Day 16: 17 miles Mile 146 – Tentsite at mile 163
I woke up at 5 before the sun had gone up and we started going at 6, apparently this group always does early mornings. It was thick fog everywhere and we had to cross the snow covered Red Pass. At first it seemed easy but the pass just continued and continued. Afrer one exposed snow hill another one was revealed. Finally after an exhausting and long climb we came up to the top and we could finally see something on the other side. Finally some melted switchbacks! But our joy ended after a couple of miles. White Pass, another snowhill and after that a snowy mountain and after that more exposed switchbacks and then snow in a forest..I think about 10 of this days miles were covered in snow since we were walking in a relatively high altitude the whole day. At some point I just had a snowburnout.
Most of the people stopped using their microspikes, I was putting them on and off every 10 minutes. At one point I didn’t have my spikes or iceaxe and I took a glissade on my ass that I couldn’t stop. I think tolerance for high risk snow situations gets higher after being exposed to them over and over again in weeks. I was walking some steep snowy steps with a long fall beneath me without thinking about it too much. That kind of a situation would have scared the shit out of me two weeks before.
We camped at lover altitude at a tentsite that had place for all our six tents and a hammock.
Day 17: 21.4 miles. Tentisite at mile 163 – Nason Creek
I woke up at 5 as usual and we started hiking uphill at 6. It was foggy and it even rained a tiny bit – for the first time on the trail. Three hikers saw a big bear going just before and after me, so I guess it was in the bushes when I passed the place. As I am the slowest hiker of the group I was left behind but by this time one is so used to all the snow crossings that evaluating the need of and putting on microspikes/ice axe is routine and is done up to dozens of times nearly every day.

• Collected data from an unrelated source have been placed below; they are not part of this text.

PR #701, opened 2019-07-17
Store VocabSheet items as JSON within VocabSheet instead of as separate table

### LINKED ISSUE #698: Store vocab sheet items inline in vocab_sheets table to stay within heroku DB plan row limits
Currently `VocabSheet` has many `Item` and during busy times the number of items stored can take us up to and over the 10k DB rows limit on our Heroku DB plan. Using a different plan isn't within the budget in the medium term so we should change items to be stored inline (possibly as a jsonb) in the VocabSheet model.

eoinkelly:
Change implementation of `Item` to not store as separate model.

* Start storing items within the `VocabSheet` as a JSON blob
* Convert `Item` from an `ActiveRecord` object to `ActiveModel` to preserve the public interface that the rest of the app expects.
* Add methods to `VocabSheet for handling Item storage and retrieval
* Remove unused `notes` field from Item

The motivation behind this change is staying under 10k DB rows on our current Heroku hosting plan because there is no extra funding for moving to a larger plan right now.

Minor bugs I fixed along the way:

* Fix JS error when changing name of vocab sheet
    * This didn't result in an error users would notice (the name change was saved and shown to them on the page) but it was causing an exception in the console
* Upgrade rubocop to 0.67 because old version could not parse Ruby 2.6 properly

This is a fairly substantial change so should get some manual testing in staging too @DSRU 

Closes #698


eoinkelly:
Travis can't run the migration for some reason, will look into it later.

Br3nda:
Add this to travis.yml

```
services:
  - postgresql
addons:
  postgresql: "10"
  apt:
    packages:
    - postgresql-10
    - postgresql-client-10
```

Br3nda:
(but also check what version we have on heroku)

app/models/item.rb
```diff
@@ -1,38 +1,31 @@
...
 
-  default_scope { order('position ASC', 'created_at ASC') }
+  attr_accessor :id,
+                :sign_id,
+                :drawing,
+                :name,
+                :maori_name
 
-  attr_writer :sign
+  def initialize(attrs = {}) # rubocop:disable Metrics/AbcSize, Metrics/CyclomaticComplexity
```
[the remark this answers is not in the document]
eoinkelly: I respectfully disagree here Mr. Bot.

eoinkelly:
Heroku is running Postgres 9.6.14 (which definitely supports JSONB columns). I have updated Travis to also use 9.6

Br3nda:
I'd like to give this a good test before merging. Can look on Friday

app/models/item.rb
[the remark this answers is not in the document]
Br3nda: I've approved on codeclimate. Also the bot is a ms.

eoinkelly:
Yup that seems like a good idea. I'm creating a review app on Heroku for it so we can all have a good click around

db/migrate/20190716173959_remove_items.rb
```diff
@@ -0,0 +1,15 @@
+class RemoveItems < ActiveRecord::Migration[5.2]
+  def change
```
Br3nda, line 2: Shouldn't we migrate existing vocab sheets here too?

elspeth-rabid (commented):
I am also reviewing this tomorrow @eoinkelly 📚

db/migrate/20190716173959_remove_items.rb
eoinkelly: I assumed we wouldn't bother with data migration given that vocab sheets are quite short lived but maybe that's being a bit 🤠 ?

Br3nda: i guess we don't know. We could do some analysis on the data to work out the usage patterns of people who use vocab sheets

Br3nda (approved):
works great

eoinkelly:
Closes issue #698  (forgot to mention this in original description)

Br3nda:
@eoinkelly merge this when you're ready.

app/models/vocab_sheet.rb
```diff
@@ -2,11 +2,93 @@
 
 ##
 # A "sheet" of items (signs) saved by a user
+#
 class VocabSheet < ApplicationRecord
-  has_many :items, dependent: :destroy
+  ##
+  # @param item [Item] The item you wish to add
+  # @return [Boolean] true on success, false on failure
+  #
```
elspeth-rabid, line 10: Are you a method documentation convert @eoinkelly ?

elspeth-rabid (approved):
Nice work and thanks @eoinkelly !

Br3nda:
@eoinkelly anything left here? Shall we merge this?

app/models/vocab_sheet.rb
eoinkelly: Kinda :-) I was trying to mimic the existing API that the controllers depended on so I needed to get the types straight in my head.

eoinkelly:
Yes I reckon we should.

eoinkelly:
I have a pretty full meetings day but I'll merge tonight when I have enough time to watch it go through.

DSRU:
Just tested on staging (which is running very slow on Chrome, a bit better on Firefox). All seems to be working except for broken links to the images when saved to pdf directly. If saving as pdf via the print menu, images download correctly. 
vocab sheet on staging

We summited three mountains. We climbed up over 5000 feet and went down the same amount today but still the day felt easier than previous days just because there was a lot more snowfree sections. The trail felt easier than we had imagined it would be even if you had to cross short snow sections or hike in mud a lot.

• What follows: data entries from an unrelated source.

PR #724, opened 2019-08-09
Trial skylight.io application performance monitoring

eoinkelly:
Skylight (https://www.skylight.io) is a nice APM tool, similar in functionality to New Relic. I think it is worth trialling it **alongside** our existing New Relic because:

* We can see 24 hours of data with New Relic. Skylight will allow us to see a lot more history.
* The Skylight agent is very small and fast (written in Rust) so adds very little overhead to the application - my research indicates that it should be fine to run both it and New Relic
* Skylight is free for open source projects. If we find it useful then we can apply to be added to their "open source" plan - this would make our performance data public which I think would ultimately be a good thing because it will allow **all** open source contributors (not just those within Ackama) to find (and hopefully fix) performance issues. https://www.skylight.io/oss has links to some existing OSS projects which use Skylight - you can see the Skylight UI from there too.
* Skylight can be configured through environment variables so we can turn it on/off without redeploying - the `SKYLIGHT_ENABLED=true` env var must be set to enable Skylight - this will allow us to safely trial it in production.

If we find that Skylight covers all the key functionality of New Relic then we should remove the New Relic agent at that stage. I don't recommend us doing that until we have lived with Skylight for at least a few weeks.

### DIFF
--- a/Gemfile
+++ b/Gemfile
@@ -51,6 +51,9 @@ gem 'faraday_middleware'
 # logins
 gem 'devise'
 
+# Application performance monitoring
+gem 'skylight'
+
 group :assets do
   gem 'coffee-rails'
   gem 'sass-rails'
--- a/Gemfile.lock
+++ b/Gemfile.lock
@@ -316,6 +316,10 @@ GEM
       json (>= 1.8, < 3)
       simplecov-html (~> 0.10.0)
     simplecov-html (0.10.2)
+    skylight (4.1.2)
+      skylight-core (= 4.1.2)
+    skylight-core (4.1.2)
+      activesupport (>= 4.2.0)
     sprockets (3.7.2)
       concurrent-ruby (~> 1.0)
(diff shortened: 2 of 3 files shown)


Br3nda:
Are you using elsewhere? I've been using scout. This one looks better, but I'd be reassured if you're already using it.

eoinkelly:
We haven't used it anywhere but it's pretty commonly used in Ruby community. The company was created by Yehuda Katz so I trust it is competent. They are also quite focused on Rails which seems good. Bottom line is that we can turn off by flicking an env var if we don't like it for some reason so I'm keen to give it a go.

Br3nda (approved):

Br3nda:
@eoinkelly any privacy statement updates needed?

eoinkelly:
Good point @Br3nda, I don't think so - Skylight doesn't show anything which would identify a user so I don't think any change is needed.

PR #727, opened 2019-08-10
Skylight agent will not start with an empty config file

eoinkelly:
We are using environment variables to configure Skylight so had an empty config file. Skylight agent will not start with an empty config file.


eoinkelly:
@Br3nda I'm going to just merge this to staging now because it's trivial.

PR #730, opened 2019-08-17
Cache VocabSheet#items to mitigate performance regression

eoinkelly:
When we stopped implementing VocabSheet#items with an ActiveRecord relation
we stopped getting the benefit of the various layers of caching that AR
does for us. This caused a performance regression because

1. VocabSheet#items is called multiple times per request if the user has
  created a vocab sheet.
2. Every call to VocabSheet#items was hitting Freelex once for each item
   (So N items in a vocab sheet would result in N request to Freelex)

This change mitigates that performance regression by caching the items for
use later in generating the same response. It makes use of the ActiveRecord
`*_changed?` methods introduced in Rails 5.

I was able to track this down because Skylight showed we were making multiple requests to Freelex triggered by the views.  

I considered caching these item objects in memcache (via `Rails.cache`) but we only have 30MB of cache available and I think that items would probably exhaust that quickly.

### DIFF
--- a/app/models/vocab_sheet.rb
+++ b/app/models/vocab_sheet.rb
@@ -89,7 +89,7 @@ class VocabSheet < ApplicationRecord
 
     new_raw_items = []
 
-    item_ids.each do |id|
+    item_ids.uniq.each do |id|
       new_raw_items << raw_item_attrs.find { |item| item['id'] == id }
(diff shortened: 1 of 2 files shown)


Br3nda (approved):
tested, works nice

The Grizzly peak that had made people bail out just a couple of weeks earlier had almost melted. An early nobo came down running the snow without spikes and just said the trail is fine south from Steven’s pass. Another nobo at our camp that night asked us not to miss the Eagle Creek alternate, Crater Lake alternate or the Bic Lake Youth Camp. He said the snow is ok from now on for us and that we could soon send the axes home.
I lost the crew in a long downhill and since I hadn’t eaten in nine hours decided to have lunch on my own instead of finding the crew. Just then I happened to come to Janus Lake and immediately took a swim in it as a surprise to some fishers. All in all there were more dayhikers/section hikers that day than any day before this. I stopped to chat with many of them and they wished the best of luck for the trail. I passed even Lake Valhalla but decided it was bad omen to take a dip in that one.
The group had left me a written message on the path (since modern technology does not work here) and we ended up walking just 4 miles from end of this section and doing the longest day, my first over 20 miler on this day. It felt easier than a 14 miler on a very snowy trail.
Day 18: 3.8 miles. Nason Creek – Skykomish
For the first time the group was in time for the start of the day as we were going to nero (do a nearly zero miles day) in Skykomish. We walked in a record speed to Steven’s Pass ski resort while making an impro story with Rebound. The main character was Columbian Poopy Pants that had been lost on the trail. From the pass we got a hitch from a previous PCT hiker and spent the day eating breakfast buffet, doing laundry, going to Leavenworth for resupply and some beers and finally drinking tequila at a local wearing only rain clothes. Town days take surely as hard on you as being on the trail.